Dewan Perwakilan Rakyat adalah majelis rendah dari Majelis Parlemen Federal Ethiopia, didirikan setelah adopsi konstitusi 1995 yang menciptakan Republik Demokratik Federal. Ini adalah badan legislatif utama negara, dengan anggota yang dipilih langsung untuk mewakili daerah pemilihan selama masa jabatan lima tahun.

Komisi Dialog Nasional

Komisi Dialog Nasional adalah badan pemerintah Ethiopia yang dibentuk pada tahun 2021 untuk memfasilitasi percakapan nasional yang bertujuan menyelesaikan konflik politik, etnis, dan sosial yang mendalam di negara itu. Komisi ini dibentuk sebagai tanggapan atas tahun-tahun kerusuhan luas dan perang saudara, dengan tujuan menciptakan platform untuk diskusi inklusif di antara berbagai pemangku kepentingan untuk mendorong rekonsiliasi nasional dan membangun konsensus tentang masa depan negara.

Tigray

Tigray adalah wilayah bersejarah di Ethiopia utara, secara luas dianggap sebagai tempat lahir peradaban Ethiopia kuno. Ini adalah jantung Kekaisaran Aksum (c. 100–940 M), kekuatan perdagangan utama, dan terkenal dengan banyak gereja pahat batunya, beberapa berasal dari abad ke-4. Wilayah ini memiliki identitas budaya dan bahasa yang berbeda dan telah menjadi lokasi konflik signifikan baru-baru ini.

Tanduk Afrika

Tanduk Afrika adalah semenanjung besar di Afrika Timur Laut, terdiri dari negara-negara Somalia, Ethiopia, Eritrea, dan Djibouti.
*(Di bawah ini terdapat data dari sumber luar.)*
PR #6230, opened 2023-01-17
Fix pagination in `last-notification-page-buttons`

### LINKED ISSUE #6218: `last-notification-page-button`: Link to last page is sometimes broken or wrong
### Description

There seems to be a off by one problem going on somehow when the # of issues is 150 (and hits exactly when pagination would happen):
image
=>
image
The "Prev" button on that page unfortunately also does not work (but that is a GH bug).

Oh, even with 149 something fishy is going on:
image
=>
image
Here clicking "Next" brings me to the _actual_ last page then though.

(cc @yakov116)

https://github.com/notifications?query=repo%3Aprisma%2Fprisma+is%3Aunread

### Extension version

22.12.15

### Browser(s) used

Chrome

janpio:
fixes #6218

Tested via `npx web-ext run --target=chromium` and https://github.com/notifications?query=repo%3Aprisma%2Fprisma+is%3Aunread where the problem manifested for me.

### DIFF
--- a/source/features/last-notification-page-button.tsx
+++ b/source/features/last-notification-page-button.tsx
@@ -7,7 +7,7 @@ import looseParseInt from '../helpers/loose-parse-int';
 import {assertNodeContent} from '../helpers/dom-utils';
 import observe from '../helpers/selector-observer';
 
-let itemsPerNotificationsPage = 25;
+const itemsPerNotificationsPage = 25;
 
 function linkify(nextButton: HTMLAnchorElement): void {
 	const lastNotificationPageNode = select('.js-notifications-list-paginator-counts')!.lastChild!;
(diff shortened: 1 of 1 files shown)


fregante (approved):
Congratulations on your first PR! There's only one lint issue

source/features/last-notification-page-button.tsx
```diff
@@ -7,11 +7,13 @@ import looseParseInt from '../helpers/loose-parse-int';
 import {assertNodeContent} from '../helpers/dom-utils';
 import observe from '../helpers/selector-observer';
 
+let itemsPerNotificationsPage = 25;
```
janpio, line 10:
```suggestion
const itemsPerNotificationsPage = 25;
```

fregante:
I finally got around to fixing that. Thanks again

PR #6247, opened 2023-01-30
Drop `align-repository-header` feature

### LINKED ISSUE #6229: `align-repository-header` should be disabled on new file/folder views
### Description

Screenshot 1

https://github.com/refined-github/refined-github/blob/main/source/features/align-repository-header.css

### Extension version

22.11.21

### Browser(s) used

Safari

fregante:
- Closes #6229 

Why: 

- Maybe it's not such a bad idea to align it left
- The site header is already aligned left
- We still aligned left on full-width pages, so RG was making the header switch between the two positions on navigation
- It seems to be hard to target at the moment, I don't see the `full-width` class anymore
- Aligning it to the left means that the repo nav now has more space to show its tabs, which means _less nav overflow_

cc @szmarczak due to https://github.com/refined-github/refined-github/issues/3280

## Test URLs

See previous URLs on https://github.com/refined-github/refined-github/pull/3322


yakov116:
Wow I really miss this 😢

IceSentry:
I don't understand why this change was done. It _is_ a bad idea to align it to the left. What's wrong with things being in the center where the entire content is?

Is there any way to restore this feature? As someone with an ultrawide, having those headers all the way to the left is really annoying to use now.

image

fregante:
I also liked it before but… see https://github.com/refined-github/refined-github/issues/6229 for the reason why. Also I wrote a lot in the first comment here.

Issue #6152, opened 2022-11-10
Review rules around global search


fregante:
https://twitter.com/MaximeDeGreve/status/1590415616921698305

The UI has been updated and at least one of our features can now be dropped

waldyrious:
Commit message length checking ([suggest-commit-title-limit](https://github.com/refined-github/refined-github/blob/main/source/features/suggest-commit-title-limit.tsx)) also doesn't work anymore :(

fregante:
cc @refined-github/maintainers what features do you seem missing? Feels like half the extension is broken again 😅 

- [ ]  `quick-file-edit`

FloEdelmann:
- [ ] `hide-diff-signs` on https://github.com/refined-github/refined-github/edit/main/source/features/hide-diff-signs.css (after editing and clicking on preview)

fregante:
- [ ] `copy-on-y` on https://github.com/refined-github/refined-github/edit/main/source/features/hide-diff-signs.css
- [ ] `rgh-feature-descriptions` on https://github.com/refined-github/refined-github/edit/main/source/features/default-branch-button.tsx
- [ ] `default-branch-button` after visiting https://github.com/refined-github/refined-github/tree/lint/test and selecting a file (it should stay on the file, but it goes back to the /test folder)

kema-dev:
When editing a file, the top bar “Edit File / Preview” does not stick to the top of the screen any more. I tried to figure out which feature was responsible for this behaviour but I couldn't, it looks like it is enabled even when all features are disabled in options. :raised_eyebrow: I would happily give a hand if you can give me a little tip !

fregante:
So we can't even rely on the URL to always show the same UI. Here for example, if you visit https://github.com/refined-github/refined-github/tree/lint directly you see the old UI, but if you open a folder and then go back, you'll end up on the new UI

![ko](https://user-images.githubusercontent.com/1402241/215427932-047d75a8-8812-4081-8f95-c93e9947488e.gif)

fregante:
Please report(in new issues) any recently-broken features that have been annoying you every day. I might address them before the next version.

I know a lot is broken at the moment but often the fixes appear to be simple.

PR #6249, opened 2023-01-30
Restore `default-branch-button`

fregante:
- Part of #6152 

## Test URLs

Branch, subfolder: https://github.com/refined-github/refined-github/tree/better-ajax-detection/safari

Screenshot 14

Commit, home page: https://github.com/refined-github/refined-github/tree/2ce3317eba7d01d0c728605ad7730b4ee067835d

Screenshot 13

### DIFF
--- a/source/refined-github.css
+++ b/source/refined-github.css
@@ -192,7 +192,7 @@ div[data-target='readme-toc.content'] div.blob-wrapper img {
 	margin-right: 20px; /* Push the text farther away from the text so it's cropped out */
 }
 
-/* Add override for CSS-in-JSS components that don't use regular .btn styles */
+/* Add override for CSS-in-JS components that don't use regular .btn styles */
 .BtnGroup-item:last-child {
 	border-top-left-radius: 0;
 	border-bottom-left-radius: 0;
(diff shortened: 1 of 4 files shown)


fregante:
Also untouched on the main branch, both on the home and in a subfolder. They have completely different markup

Screenshot 15

Screenshot 16

fregante:
Note that in some views, GitHub may be display the same button twice. I'm not gonna address this now as I think they might _fix it_ eventually. 

Screenshot 22



Anyway the feature is applied to both places 🤷‍♂️ 

Screenshot 21

source/refined-github.css
```diff
@@ -191,3 +191,9 @@ div[data-target='readme-toc.content'] div.blob-wrapper img {
 [data-selected-links^='repo_milestones ']:has([title='0']) svg {
 	margin-right: 20px; /* Push the text farther away from the text so it's cropped out */
 }
+
+/* Add override for CSS-in-JSS components that don't use regular .btn styles */
```
FloEdelmann, line 195:
```suggestion
/* Add override for CSS-in-JS components that don't use regular .btn styles */
```

fregante:
```suggestion
/* Add override for CSS-in-JSSS components that don't use regular .btn styles */
```

https://en.wikipedia.org/wiki/JavaScript_Style_Sheets

FloEdelmann:
```suggestion
/* Add override for CS-in-JSS components that don't use regular .btn styles */
```

https://en.wikipedia.org/wiki/Computer_science

fregante:
```suggestion
/* Add override for JAXA-in-ISS components that don't use regular .btn styles */
```

https://en.wikipedia.org/wiki/International_Space_Station

PR #6252, opened 2023-01-30
Restore `copy-on-y` and enable it on every page

fregante:
- Fixes https://github.com/refined-github/refined-github/issues/6210
- Part of #6152

Over the years I've come to expect "copy on y" on any page so I think it wouldn't be too bad to actually enable it site-wide.

Thoughts?

download

￼

## Test URLs

Literally any page, including:

https://github.com/refined-github/refined-github/blob/main/source/features/hide-diff-signs.css

### DIFF
--- a/source/features/copy-on-y.tsx
+++ b/source/features/copy-on-y.tsx
@@ -1,29 +1,18 @@
-import select from 'select-dom';
-import * as pageDetect from 'github-url-detection';
-
 import features from '../feature-manager';
 import {isEditable} from '../helpers/dom-utils';
 
-const handler = ({key, target}: KeyboardEvent): void => {
+async function handler({key, target}: KeyboardEvent): Promise<void> {
 	if (key === 'y' && !isEditable(target)) {
-		const permalink = select('a.js-permalink-shortcut')!.href;
-		void navigator.clipboard.writeText(permalink + location.hash);
+		await navigator.clipboard.writeText(location.href);
+		console.log('Copied URL to the clipboard', location.href);
 	}
-};
+}
 
 function init(signal: AbortSignal): void {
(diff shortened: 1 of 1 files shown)


source/features/copy-on-y.tsx
```diff
@@ -1,29 +1,20 @@
...
 
-const handler = ({key, target}: KeyboardEvent): void => {
+async function handler({key, target}: KeyboardEvent): Promise<void> {
 	if (key === 'y' && !isEditable(target)) {
-		const permalink = select('a.js-permalink-shortcut')!.href;
-		void navigator.clipboard.writeText(permalink + location.hash);
+		const url = location.href;
+		await navigator.clipboard.writeText(url);
+		// Log to ensure we're coping the new URL
+		console.log('Copied URL to the clipboard', url);
```
yakov116, line 9: Your keeping this here?

yakov116 (approved):
We added the filters at a time when we were trying to limit the features not to run on every page.

source/features/copy-on-y.tsx
fregante: Yes for now:

- could be helpful if suddenly this starts copying the non-permalinked URL
- we're not giving any feedback that this feature is doing anything
- the log only appears in rare situations, i.e. when the user does tap Y

yakov116: Why not use the logger function?

fregante: Laziness to check how that worked 😂 

Will do 🚀

fregante: We don't seem to use that anywhere except "show features that are run on the page", it doesn't seem strictly related to this type of logging. Given this is user feedback, I'd still keep it here unconditionally

PR #6254, opened 2023-01-30
Update links in `sticky-file-header`

fregante:
This updates the links following a report in https://github.com/refined-github/refined-github/issues/6152#issuecomment-1376541166

Everything seems to still work, with the exception that GitHub now does this natively almost everywhere.

@kema-dev where do you see the issue? Please include URLs, your browser and the version you're using

### DIFF
--- a/source/features/hide-diff-signs.css
+++ b/source/features/hide-diff-signs.css
@@ -2,13 +2,3 @@
 .rgh-hide-diff-signs .blob-code-marker-cell::before { /* Commit page */
 	visibility: hidden;
 }
-
-/*
-
-File URLs
-
-Any commits on https://github.com/sindresorhus/refined-github/commits/main
-Any reviewed block on https://github.com/sindresorhus/refined-github/pull/1783
-Full diff on https://github.com/sindresorhus/refined-github/pull/1783/files
-
-*/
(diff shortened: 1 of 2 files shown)


source/features/hide-diff-signs.css
```diff
@@ -2,3 +2,13 @@
...
+
+/*
+
+File URLs
+
+Any commits on https://github.com/sindresorhus/refined-github/commits/main
+Any reviewed block on https://github.com/sindresorhus/refined-github/pull/1783
+Full diff on https://github.com/sindresorhus/refined-github/pull/1783/files
+
+*/
```
fregante, line 14: Same goes for `hide-diff-signs` cc @FloEdelmann, hidden everywhere. 
Screenshot 27

Screenshot 29


Screenshot 28

fregante: @FloEdelmann never mind, I reread your report. Will fix separately.

FloEdelmann: 1. Go to https://github.com/refined-github/refined-github/edit/main/package.json
2. edit anything
3. click on preview

Diff signs are not hidden there:

grafik

fregante: See https://github.com/refined-github/refined-github/pull/6255

fregante:
Indeed that’s the only page where it doesn’t work, but given the very-broken double-scrollbar they currently have, I don’t want to mess with it yet. Let’s try again in a few months, but ideally you can report it to GitHub.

Ini adalah salah satu wilayah berpenghuni tertua yang dikenal di dunia, dengan peradaban kuno seperti Tanah Punt dan Kekaisaran Aksum membentuk sejarah awalnya. Wilayah ini telah lama menjadi persimpangan perdagangan dan budaya, tetapi di era modern, ditandai dengan konflik geopolitik dan krisis kemanusiaan yang berulang.